Aanvullende criteria voor gespecialiseerde dagbesteding met hoog intensieve ondersteuning of arbeidsmatige dagbesteding In aanvulling op artikel 4.1 kan een cliënt in aanmerking komen voor gespecialiseerde dagbesteding met hoog intensieve ondersteuning als a. de aanvrager als gevolg van een beperking onvoldoende zelfredzaam is om een dagbesteding, waaronder het volgen van een opleiding of het leveren van een arbeidsprestatie, voor zichzelf of met behulp van zijn netwerk te organiseren; en b. er sprake is van een dermate complexe beperking, dat gedurende de dagbesteding directe nabijheid van gespecialiseerde zorg, ondersteuning en/of toezicht nodig is, of c. daarmee overbelasting van eventuele mantelzorgers wordt voorkomen.

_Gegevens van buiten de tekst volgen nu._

PR #561, opened 2022-10-06
Fix/issue 31: Allowing shared decision points for Competing Experiments (With Pools)

ppratikcr7:
This PR contains the below changes:

1. We now have support for shared decision points in competing experiments
2. User will be assigned an experiment condition from each pool of experiments.
3. A user will get the same assigned experiment from a pool each time in case of a shared decision point as it would be randomly picked using seed random of the user id.
4. Model changes for DecisionPoint. We now use uuid as primary key.
5.  Frontend: Removing validation checks for allowing same decision points in multiple experiment.
6. Added the type column for experiment. (Added a column `type` to allow simple or factorial experiment type) This would be helpful as we won't need to clean db again for this.


ppratikcr7:
@danoswaltCL As per your [comment](https://github.com/CarnegieLearningWeb/UpGrade/pull/558#issuecomment-1267218431) on the previous PR for competing experiment(without pools), we can't have multiple params. Instead, we feel that we will revert those param names and let it continue with the old naming convention. The competing experiment pool's logic should still work and later when you are ready to update the SDK at your end, we can again provide the new naming conventions. :)

ppratikcr7:
@danoswaltCL We are working on a small fix in mark call.

ppratikcr7:
> @danoswaltCL We are working on a small fix in mark call.

This fix has been pushed. Only need to revert the SDK changes

ppratikcr7:
The test suite was resolved and all test cases pass in my local machine. Still the backend workflow shows a failing test case somehow. The same test case passed for me. Can someone check if the test cases fails for them in their machine?
Screenshot 2022-10-08 at 12 33 31 AM
Screenshot 2022-10-08 at 12 35 25 AM
Screenshot 2022-10-08 at 12 39 53 AM

danoswaltCL:
yes, i just saw this and was about to check, I will look

danoswaltCL:
i'm having issues running the tests locally, I keep getting async timeout errors on the last test suite that always takes a while. I doubt that's related, but I'll try again... I can't tell if it's an issue with the test suite or the actual code.

I re-ran the tests here it github runner, sometimes there are those async timeout kinds of issues, or maybe the test-suite has some inconsistent behavior in the newer tests, but I got same result.

danoswaltCL:
No actually I do get the same error locally now: 
image

danoswaltCL:
@ppratikcr7 how can I tell which scenario this test is erroring in? this function with the failed assertion is used by most of the scenario files. Is it failing when running all tests, but succeeding when testing it in isolation?

danoswaltCL:
ok, now I've seen it pass in my local and fail in my local without any changes. I would guess there may be an inconsistency issue with the test suite itself, with some kind of async issue or tests not completely isolated.

ppratikcr7:
> ok, now I've seen it pass in my local and fail in my local without any changes. I would guess there may be an inconsistency issue with the test suite itself, with some kind of async issue or tests not completely isolated.

Yeah same happened for me as well. I tried restarting my long running system and the 5 sec aysnc timeout issue was gone in my local. The logs generated are also too much I feel, 75k lines which even github workflow is unable to load properly, maybe we cut down on a few long logs. Like we have introduced pool's console logs for testing and demo purpose.

jreddig (changes requested):
The Java clientlibs are expecting the marked object response to have `createdAt`, `updatedAt`, `versionNumber`, `userId`, `experimentId`, `enrollmentCode`, `condition`, `id`, `status`, and `decisionPoint` and with the term changes, `markExperimentPoint` is throwing errors. Can we adjust the object returned from mark to have only these values so we dont have to update MathIA? Remove `experimentId`, change `site` to `experimentId`, and `target` to `decisionPoint`?

I have a hack-y way in my local that is compatible with the client libs, but maybe there's a more elegant way we can do this? At least until we can get coordinate with mathia engineering to make an update

```
o['experimentId'] = o['site']
o['decisionPoint'] = o['target']
delete o['site']
delete o['target']
```

VivekFitkariwala (dismissed):

ppratikcr7:
> The Java clientlibs are expecting the marked object response to have `createdAt`, `updatedAt`, `versionNumber`, `userId`, `experimentId`, `enrollmentCode`, `condition`, `id`, `status`, and `decisionPoint` and with the term changes, `markExperimentPoint` is throwing errors. Can we adjust the object returned from mark to have only these values so we dont have to update MathIA? Remove `experimentId`, change `site` to `experimentId`, and `target` to `decisionPoint`?
> 
> I have a hack-y way in my local that is compatible with the client libs, but maybe there's a more elegant way we can do this? At least until we can get coordinate with mathia engineering to make an update
> 
> ```
> o['experimentId'] = o['site']
> o['decisionPoint'] = o['target']
> delete o['site']
> delete o['target']
> ```

Hey, yeah updated the `mark` and `assign` api call response as per MathiA. Removed `experimentId` from `assign` call response as well.

ppratikcr7:
> ok, now I've seen it pass in my local and fail in my local without any changes. I would guess there may be an inconsistency issue with the test suite itself, with some kind of async issue or tests not completely isolated.

I have resolved the test case issue.

danoswaltCL (approved):

jreddig (approved):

In aanvulling op artikel 4.1 kan een cliënt, indien hij de pensioengerechtigde leeftijd nog niet heeft bereikt, in aanmerking komen voor arbeidsmatige dagbesteding met zo mogelijk als doel de cliënt voor te bereiden op (begeleid) werk of vrijwilligerswerk als a. de aanvrager onvoldoende vaardigheden heeft inzake het aanbrengen van structuur of het voeren van regie in het dagelijks leven, en b. de aanvrager geen of zeer geringe loonvormende arbeidsprestatie kan leveren door het ontbreken van werkvaardigheden als gevolg van beperkingen en daaruitvoortvloeiend een ondersteunings- en/of toezichtsvraag heeft, of c. daarmee overbelasting van eventuele mantelzorgers wordt voorkomen.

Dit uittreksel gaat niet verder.